Eher anders herum, eine WaKü ist weitaus leiser als ein Luftkühler. Zumindest eine Custom WaKü.
Die meisten AiO WaKüs haben jedoch eher schlechte Lüfter verbaut und sind nicht bedeutend besser als ein guter Luftkühler.

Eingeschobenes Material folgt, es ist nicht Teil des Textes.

PR #621, opened 2022-08-22
add minimum interrupt time to luacontroller to optionally remove hyper-fast signals

chvostek:
I've been seeing luacontrollers being used in place of blinkies, because their signal frequency can made much faster. This change provides a reasonable default minimum interrupt time, but also provides a knob so people wishing to keep short times have the option to do so.

### DIFF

Ich würde dann eher gleich ein Set von EK nehmen. Kostet mehr ( logisch, weil eigentlich eine Custom WaKü), 
leistet  aber auch mehr und ist vollständig erweiterbar: 

EK Water Blocks EK-KIT L240 R2.0 Preisvergleich | Geizhals Deutschland

EK Water Blocks EK-KIT L360 R2.0 Preisvergleich | Geizhals Deutschland


----------



## Chimera (23. Mai 2016)

*AW: Cpu Wasserkühlung oder doch ein Towerlüfter?*



Soulsnap schrieb:


> Eher anders herum, eine WaKü ist weitaus leiser als ein Luftkühler. Zumindest eine Custom WaKü.
> Die meisten AiO WaKüs haben jedoch eher schlechte Lüfter verbaut und sind nicht bedeutend besser als ein guter Luftkühler.
> 
> Ich würde dann eher gleich ein Set von EK nehmen. Kostet mehr ( logisch, weil eigentlich eine Custom WaKü),
> ...




Wobei man schon sagen muss, dass auch die Fractal nicht grad ne schlechte ist: Fractal Design Kelvin S24 Wasserkühlung im Test | Review | HardwareOverclock.com. Vorallem basiert sie nicht auf dem gleichen Modell wie die Raijintek & Co., ist aber trotzdem erweiterbar. Wenn es eher ne DIY Wakü sein soll, wäre ja auch das günstige Kit von XSPC ne Möglichkeit: XSPC RayStorm 420 EX240 WaterCooling Kit Preisvergleich | Geizhals Deutschland oder das Phobya 240LT Set: Phobya Pure Performance Kit 240LT Preisvergleich | Geizhals Deutschland oder das Alphacool Nexxxos 240LT: http://geizhals.de/alphacool-nexxxos-cool-answer-240-lt-st-40187-11059-a808646.html?hloc=de. Alle günstiger als die EKWB, dafür halt noch nicht aufgebaut 
Bzgl. der Lüfis muss ich dir aber klar zustimmen: die beiden Turbinen meiner Cryorig A80 hät ich der Lufthansa als Nottriebwerke verkaufen können  Aber die Pumpe selbst, die ist erstaunlicherweise nicht störend wahrnehmbar. Hatte erst Angst, dass wegen den Silent Wings Gehäuselüfis die Pumpe sicher zu hören sei (zumal mein F31 oben recht gitterig offen ist), doch bis jetzt nada. Mal gucken, wie es in nem Jahr ist


----------



## Pladdaah (23. Mai 2016)

*AW: Cpu Wasserkühlung oder doch ein Towerlüfter?*

wie schon mehrmals gesagt, ein Ben Nevis oder dergleichen reicht allemals. Ich habe den matt-schwarz lackiert, damit er besser zum Rest passt und jetzt hält er meinen Xeon schön kühl


----------